After finding the line with "lnrouter: use separate" in the entries below, retype exactly each line from there through the line with "-> We won't", including that final line.
[Provided material]
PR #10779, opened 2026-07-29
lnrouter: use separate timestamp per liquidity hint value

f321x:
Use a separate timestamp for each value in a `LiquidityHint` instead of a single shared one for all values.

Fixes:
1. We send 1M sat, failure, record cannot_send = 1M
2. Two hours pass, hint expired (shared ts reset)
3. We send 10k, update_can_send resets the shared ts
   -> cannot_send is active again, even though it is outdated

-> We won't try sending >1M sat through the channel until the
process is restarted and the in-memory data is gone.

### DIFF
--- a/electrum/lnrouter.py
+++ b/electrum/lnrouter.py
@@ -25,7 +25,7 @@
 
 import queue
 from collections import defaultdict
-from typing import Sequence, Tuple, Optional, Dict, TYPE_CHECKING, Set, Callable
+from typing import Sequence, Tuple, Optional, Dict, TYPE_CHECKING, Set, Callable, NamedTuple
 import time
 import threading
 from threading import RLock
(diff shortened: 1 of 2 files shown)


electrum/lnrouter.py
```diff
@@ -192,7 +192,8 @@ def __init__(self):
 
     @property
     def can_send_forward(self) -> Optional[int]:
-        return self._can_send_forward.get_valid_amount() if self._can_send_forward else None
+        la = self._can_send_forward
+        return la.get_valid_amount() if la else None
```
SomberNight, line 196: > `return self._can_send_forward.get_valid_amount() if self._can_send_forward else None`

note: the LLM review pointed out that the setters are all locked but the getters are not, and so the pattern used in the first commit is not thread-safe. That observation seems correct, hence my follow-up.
[/Provided material]
[Provided material]
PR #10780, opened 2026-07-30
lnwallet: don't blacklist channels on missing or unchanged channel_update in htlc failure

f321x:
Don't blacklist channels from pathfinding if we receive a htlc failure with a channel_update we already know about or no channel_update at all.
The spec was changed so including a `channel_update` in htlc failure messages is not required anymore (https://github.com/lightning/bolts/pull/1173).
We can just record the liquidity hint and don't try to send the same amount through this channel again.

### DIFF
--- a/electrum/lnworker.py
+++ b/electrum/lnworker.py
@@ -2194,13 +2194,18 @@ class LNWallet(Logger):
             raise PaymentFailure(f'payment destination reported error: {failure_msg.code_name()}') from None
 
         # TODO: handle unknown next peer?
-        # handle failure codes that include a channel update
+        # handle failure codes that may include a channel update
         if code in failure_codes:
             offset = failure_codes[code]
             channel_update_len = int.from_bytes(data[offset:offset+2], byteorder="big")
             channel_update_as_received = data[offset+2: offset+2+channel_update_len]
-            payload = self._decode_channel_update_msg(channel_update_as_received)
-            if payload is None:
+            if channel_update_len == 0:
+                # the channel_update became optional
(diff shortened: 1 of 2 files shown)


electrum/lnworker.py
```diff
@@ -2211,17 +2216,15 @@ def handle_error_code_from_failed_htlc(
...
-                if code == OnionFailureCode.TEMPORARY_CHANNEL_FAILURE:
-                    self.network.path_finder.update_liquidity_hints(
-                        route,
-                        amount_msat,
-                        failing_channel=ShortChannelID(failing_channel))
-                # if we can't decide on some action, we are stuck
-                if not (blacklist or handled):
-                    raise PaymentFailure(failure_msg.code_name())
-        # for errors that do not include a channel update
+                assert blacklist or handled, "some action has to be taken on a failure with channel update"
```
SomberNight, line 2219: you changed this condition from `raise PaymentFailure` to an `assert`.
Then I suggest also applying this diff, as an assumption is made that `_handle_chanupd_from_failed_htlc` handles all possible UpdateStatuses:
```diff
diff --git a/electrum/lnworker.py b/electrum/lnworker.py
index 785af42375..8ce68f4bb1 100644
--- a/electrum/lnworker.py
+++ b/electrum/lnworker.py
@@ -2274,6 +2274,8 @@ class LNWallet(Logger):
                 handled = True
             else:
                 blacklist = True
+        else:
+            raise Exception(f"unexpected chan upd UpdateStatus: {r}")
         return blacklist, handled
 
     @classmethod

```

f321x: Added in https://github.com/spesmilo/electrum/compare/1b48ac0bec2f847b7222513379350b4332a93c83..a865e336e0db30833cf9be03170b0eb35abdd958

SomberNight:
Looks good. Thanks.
[/Provided material]
» **Answer space**:
lnrouter: use separate timestamp per liquidity hint value

f321x:
Use a separate timestamp for each value in a `LiquidityHint` instead of a single shared one for all values.

Fixes:
1. We send 1M sat, failure, record cannot_send = 1M
2. Two hours pass, hint expired (shared ts reset)
3. We send 10k, update_can_send resets the shared ts
   -> cannot_send is active again, even though it is outdated

-> We won't try sending >1M sat through the channel until the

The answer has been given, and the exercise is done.